There’s no such thing as over-communicating when it comes to your customers
If there’s one thing I’ve been saying at nauseam in internal conversations: There’s no such thing as over- communicating when it comes to your customers.
We’ve all experienced first hand how some organizations treat customer communication like a one-lane road, owned and operated solely by the customer success or support team. But the truth is, our customers don’t experience our companies in silos at all, so why shouldn’t operate that way? When you open up communication across teams and create visibility into what customers are experiencing and sharing, you can build a culture that’s not just customer-friendly, but customer-obsessed, which is a much better place to be in.
Here’s why I think it matters, and how you can start fostering a that culture.

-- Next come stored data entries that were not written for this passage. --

PR #104, opened 2018-07-17
Can edit members of conversation(Add/remove users)

### LINKED ISSUE #98: Add the ability to remove users from conversations
Hey guys, just wanted to discuss the design for this. Should I add a new modal for this or do it in the same modal as add users?

vocatwk:
At this point, any user can edit the members list by adding/removing any user they want as long as the list has atleast one member. Closing the modal, will discard any changes they didn't save and saving changes will update the list.

I was thinking of restricting this ability to only creators of conversation. what do you guys think?

resolves #98

### DIFF
--- a/src/main/java/codeu/controller/ChatServlet.java
+++ b/src/main/java/codeu/controller/ChatServlet.java
@@ -268,6 +268,7 @@ public class ChatServlet extends HttpServlet {
 
       if(userNameArray == null || userNameArray.length == 0){
         response.setStatus(HttpServletResponse.SC_BAD_REQUEST);
+        response.getWriter().write("Conversation must have at least one member.");
         return;
       }
 
--- a/src/main/java/codeu/controller/ChatServlet.java
+++ b/src/main/java/codeu/controller/ChatServlet.java
@@ -115,6 +115,15 @@ public class ChatServlet extends HttpServlet {
       return;
     }
 
+    String purpose = request.getHeader("purpose");
+    if(purpose != null && purpose.equals("Get members")){
+      String json = new Gson().toJson(conversation.getMembers());
+      response.setContentType("application/json");
+      response.setCharacterEncoding("UTF-8");
+      response.getWriter().write(json);
+      return;
+    }
+
     UUID conversationId = conversation.getId();
 
     List<Message> messages = messageStore.getMessagesInConversation(conversationId);
@@ -243,7 +252,7 @@ public class ChatServlet extends HttpServlet {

Create a dedicated Slack channel
Nobody wants more meetings, so you can start with a cross-functional Slack channel for customer insights. This can be your internal hub for things like:
- Good news: big wins, unsolicited praise, successful launches
- Red flags: early signs of dissatisfaction, usage drops, missed expectations
- Complaints: even if they’re tough to hear. You need to share what’s really going on without sugarcoating.
- Challenges and blockers: recurring issues, misalignments, confusing parts of your product
- Aha moments: when a customer uses your product in a brilliant, creative, or unexpected way
Don’t restrict access to the channel. Invite Sales, Product, Services, Marketing, and Leadership, and really anyone who touches or impacts the customer experience. You might be surprised by the insights that come from someone who isn’t a Customer Success Manager. A marketer may have seen a trend. A developer might immediately understand the root cause of an issue that the customer is reporting. An account executive might chime in with helpful background from the buying journey. If you’re worried about overloading your team with messages, just make it clear that not everything requires an acknowledgement, let alone a response.
Make customers a part of the weekly conversation
Sharing updates in Slack is a good start, but not everyone looks at those updates all the time, and you don’t want to miss the opportunity to drive change. Make some space in your weekly company updates or all-hands meetings for a quick customer snapshot. It doesn’t need to be a full write-up or polished presentation, just a few minutes to surface recurring themes, such as
- Are multiple customers asking for the same functionality?
- Did a recent update excite users or confuse them?
- Are there usage patterns indicating onboarding gaps?
- Were customers not aware of a newly implemented feature or a service that you offer?
These patterns should inform roadmap conversations, onboarding optimization, and sometimes even hiring.
In addition, encourage your team to stay informed and curious about what’s going on in your customers’ world that may not have anything to do with your product or service. We share at least three articles about our customers every week in our weekly updates, because it makes us appreciate everything that our customers do and how they make the world a better place.
Break down the walls between roles
One of the most impactful things you can do is give everyone the opportunity to interact with customers, especially when they can add unique value. For example, let your engineers sit in on customer success calls. Encourage your marketers to attend quarterly business reviews. Invite your product leaders to join customer onboarding calls. Empower your sales reps to loop in implementation developers earlier in the sales process (if they have the bandwidth, of course).
The point is not to flood your customers with too many touchpoints, but to bring more clarity, more empathy, and more value to every interaction. When customer knowledge lives in silos, things tend to fall through the cracks, issues get repeated, feedback loops can break down, and your teams make assumptions based on partial or outdated information.
But when customer communication is shared, celebrated, and acted on:
- Product decisions feel less speculative
- Marketing becomes more relevant
- Support becomes more proactive
- The team starts speaking the customer’s language
- Empathy grows
You can create alignment not just on what you’re building, but who you’re building it for. Make everyone listen to your customers. Because when your whole company becomes part of the customer conversation, you build stronger relationships, better products, and a clearer sense of purpose.
What about you? How much communication about your customers is too much?